TASK BRIEF:
Below are the records; copy exactly the stretch from the line containing "Couldn't get SBT" through the line containing "-46,7 +47,8 @@", both ends included, and nothing else.

(Stored data)
────────
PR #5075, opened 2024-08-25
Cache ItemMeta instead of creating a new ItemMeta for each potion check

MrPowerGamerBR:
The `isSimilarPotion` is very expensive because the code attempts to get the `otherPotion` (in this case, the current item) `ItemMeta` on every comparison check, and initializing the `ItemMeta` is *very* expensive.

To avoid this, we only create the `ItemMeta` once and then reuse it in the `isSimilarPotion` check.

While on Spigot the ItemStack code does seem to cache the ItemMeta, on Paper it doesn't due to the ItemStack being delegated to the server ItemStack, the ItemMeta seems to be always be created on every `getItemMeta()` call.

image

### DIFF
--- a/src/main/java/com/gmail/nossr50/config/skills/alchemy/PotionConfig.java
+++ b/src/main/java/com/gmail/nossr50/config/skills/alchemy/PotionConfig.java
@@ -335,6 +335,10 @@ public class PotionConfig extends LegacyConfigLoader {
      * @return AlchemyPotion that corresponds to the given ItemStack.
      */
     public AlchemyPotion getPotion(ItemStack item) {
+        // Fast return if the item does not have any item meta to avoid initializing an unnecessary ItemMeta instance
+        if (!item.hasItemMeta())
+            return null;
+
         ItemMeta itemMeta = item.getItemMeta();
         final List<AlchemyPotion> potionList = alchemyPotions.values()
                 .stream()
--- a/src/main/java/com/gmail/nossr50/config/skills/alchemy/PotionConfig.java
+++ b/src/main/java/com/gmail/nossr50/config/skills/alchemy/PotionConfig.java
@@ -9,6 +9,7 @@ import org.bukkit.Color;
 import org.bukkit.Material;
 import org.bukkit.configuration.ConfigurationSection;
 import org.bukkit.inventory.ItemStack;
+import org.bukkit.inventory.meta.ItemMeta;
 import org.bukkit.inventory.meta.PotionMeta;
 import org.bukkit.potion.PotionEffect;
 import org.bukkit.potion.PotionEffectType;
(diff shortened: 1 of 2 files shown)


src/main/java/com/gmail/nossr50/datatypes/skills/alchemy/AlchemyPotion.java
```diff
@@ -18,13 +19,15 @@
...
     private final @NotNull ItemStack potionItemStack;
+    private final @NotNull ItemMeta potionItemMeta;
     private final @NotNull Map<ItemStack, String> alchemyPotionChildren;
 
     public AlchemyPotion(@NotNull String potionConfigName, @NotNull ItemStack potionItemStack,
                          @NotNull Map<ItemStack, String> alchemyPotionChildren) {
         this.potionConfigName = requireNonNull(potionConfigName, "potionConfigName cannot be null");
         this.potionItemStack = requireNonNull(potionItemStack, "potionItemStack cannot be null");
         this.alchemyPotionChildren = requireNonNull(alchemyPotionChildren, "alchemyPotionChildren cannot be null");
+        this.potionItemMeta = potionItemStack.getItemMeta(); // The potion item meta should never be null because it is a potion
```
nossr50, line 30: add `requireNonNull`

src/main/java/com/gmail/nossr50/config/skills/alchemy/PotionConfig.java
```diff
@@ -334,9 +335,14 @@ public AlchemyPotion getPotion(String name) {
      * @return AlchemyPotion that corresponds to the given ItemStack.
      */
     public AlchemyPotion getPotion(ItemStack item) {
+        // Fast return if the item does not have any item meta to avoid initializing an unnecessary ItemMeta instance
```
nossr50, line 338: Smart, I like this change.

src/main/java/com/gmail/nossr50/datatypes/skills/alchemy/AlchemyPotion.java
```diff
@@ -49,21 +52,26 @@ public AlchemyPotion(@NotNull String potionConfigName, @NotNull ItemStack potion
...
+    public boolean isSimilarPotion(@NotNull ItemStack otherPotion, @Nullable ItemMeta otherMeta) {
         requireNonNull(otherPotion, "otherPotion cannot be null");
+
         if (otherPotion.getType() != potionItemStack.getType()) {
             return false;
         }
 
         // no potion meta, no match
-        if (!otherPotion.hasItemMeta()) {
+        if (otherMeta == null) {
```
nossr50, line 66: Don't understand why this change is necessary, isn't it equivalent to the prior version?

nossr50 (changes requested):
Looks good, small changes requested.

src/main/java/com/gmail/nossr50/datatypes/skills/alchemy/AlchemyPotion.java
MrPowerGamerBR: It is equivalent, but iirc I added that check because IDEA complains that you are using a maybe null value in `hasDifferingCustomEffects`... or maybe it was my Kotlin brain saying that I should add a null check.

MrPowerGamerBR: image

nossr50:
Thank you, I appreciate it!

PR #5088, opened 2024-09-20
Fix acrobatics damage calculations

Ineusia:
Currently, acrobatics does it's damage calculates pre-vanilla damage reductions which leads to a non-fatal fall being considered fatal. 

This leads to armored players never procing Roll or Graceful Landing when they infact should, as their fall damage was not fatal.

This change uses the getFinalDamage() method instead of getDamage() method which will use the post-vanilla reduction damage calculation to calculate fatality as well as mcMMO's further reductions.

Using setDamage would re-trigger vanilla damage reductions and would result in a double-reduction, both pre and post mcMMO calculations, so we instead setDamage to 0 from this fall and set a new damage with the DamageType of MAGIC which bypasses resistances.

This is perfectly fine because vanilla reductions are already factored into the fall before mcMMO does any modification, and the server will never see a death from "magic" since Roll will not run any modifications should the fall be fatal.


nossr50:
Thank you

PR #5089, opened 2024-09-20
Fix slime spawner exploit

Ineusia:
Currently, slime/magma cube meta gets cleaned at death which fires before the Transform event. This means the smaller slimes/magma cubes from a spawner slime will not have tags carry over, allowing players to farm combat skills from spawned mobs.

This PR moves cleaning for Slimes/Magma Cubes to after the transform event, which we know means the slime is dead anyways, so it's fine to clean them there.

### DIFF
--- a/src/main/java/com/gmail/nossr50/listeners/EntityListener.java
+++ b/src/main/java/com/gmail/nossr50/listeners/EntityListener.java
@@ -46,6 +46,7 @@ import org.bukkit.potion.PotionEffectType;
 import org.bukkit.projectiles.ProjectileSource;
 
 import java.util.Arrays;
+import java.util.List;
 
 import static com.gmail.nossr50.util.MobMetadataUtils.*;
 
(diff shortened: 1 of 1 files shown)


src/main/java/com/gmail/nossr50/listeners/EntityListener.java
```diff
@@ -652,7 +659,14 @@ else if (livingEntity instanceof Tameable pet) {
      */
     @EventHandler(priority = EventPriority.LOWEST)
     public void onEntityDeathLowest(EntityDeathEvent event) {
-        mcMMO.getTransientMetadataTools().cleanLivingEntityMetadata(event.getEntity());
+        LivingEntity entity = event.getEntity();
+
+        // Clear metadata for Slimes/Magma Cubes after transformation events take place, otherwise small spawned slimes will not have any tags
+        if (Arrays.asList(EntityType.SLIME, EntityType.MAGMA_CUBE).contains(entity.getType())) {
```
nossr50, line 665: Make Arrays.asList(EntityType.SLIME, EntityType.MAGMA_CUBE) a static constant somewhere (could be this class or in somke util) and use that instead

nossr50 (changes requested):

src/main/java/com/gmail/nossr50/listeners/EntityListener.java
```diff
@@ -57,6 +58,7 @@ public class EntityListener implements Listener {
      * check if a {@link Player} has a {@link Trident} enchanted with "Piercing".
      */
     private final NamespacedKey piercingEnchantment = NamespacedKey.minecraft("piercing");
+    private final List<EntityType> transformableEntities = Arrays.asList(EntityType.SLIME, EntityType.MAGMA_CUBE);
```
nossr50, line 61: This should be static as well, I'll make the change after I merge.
────────
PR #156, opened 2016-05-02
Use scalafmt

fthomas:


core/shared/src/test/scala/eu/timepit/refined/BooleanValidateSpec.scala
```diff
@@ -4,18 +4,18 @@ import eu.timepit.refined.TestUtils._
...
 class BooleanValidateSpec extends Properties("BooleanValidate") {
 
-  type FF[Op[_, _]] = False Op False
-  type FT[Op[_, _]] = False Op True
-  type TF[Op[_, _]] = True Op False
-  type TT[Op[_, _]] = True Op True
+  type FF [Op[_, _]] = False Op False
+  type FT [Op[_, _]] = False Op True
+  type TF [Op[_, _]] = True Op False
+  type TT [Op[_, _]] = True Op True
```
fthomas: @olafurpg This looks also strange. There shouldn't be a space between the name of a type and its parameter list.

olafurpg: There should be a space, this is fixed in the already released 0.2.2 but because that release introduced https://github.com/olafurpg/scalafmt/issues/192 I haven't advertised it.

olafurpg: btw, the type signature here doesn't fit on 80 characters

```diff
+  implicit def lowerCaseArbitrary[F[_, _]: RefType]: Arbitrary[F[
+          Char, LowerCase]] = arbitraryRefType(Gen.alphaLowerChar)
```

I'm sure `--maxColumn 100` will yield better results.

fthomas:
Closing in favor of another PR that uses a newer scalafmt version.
────────
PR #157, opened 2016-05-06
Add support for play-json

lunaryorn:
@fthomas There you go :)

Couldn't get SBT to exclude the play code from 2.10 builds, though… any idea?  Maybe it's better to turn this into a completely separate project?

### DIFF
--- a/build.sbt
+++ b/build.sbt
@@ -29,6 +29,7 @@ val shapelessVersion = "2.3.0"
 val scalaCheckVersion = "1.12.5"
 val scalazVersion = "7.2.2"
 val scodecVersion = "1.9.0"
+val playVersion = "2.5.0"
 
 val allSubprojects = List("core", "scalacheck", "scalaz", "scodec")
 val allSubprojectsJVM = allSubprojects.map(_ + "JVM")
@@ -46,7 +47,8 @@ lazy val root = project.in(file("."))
────────
WRITTEN ANSWER:
Couldn't get SBT to exclude the play code from 2.10 builds, though… any idea?  Maybe it's better to turn this into a completely separate project?

### DIFF
--- a/build.sbt
+++ b/build.sbt
@@ -29,6 +29,7 @@ val shapelessVersion = "2.3.0"
 val scalaCheckVersion = "1.12.5"
 val scalazVersion = "7.2.2"
 val scodecVersion = "1.9.0"
+val playVersion = "2.5.0"
 
 val allSubprojects = List("core", "scalacheck", "scalaz", "scodec")
 val allSubprojectsJVM = allSubprojects.map(_ + "JVM")
@@ -46,7 +47,8 @@ lazy val root = project.in(file("."))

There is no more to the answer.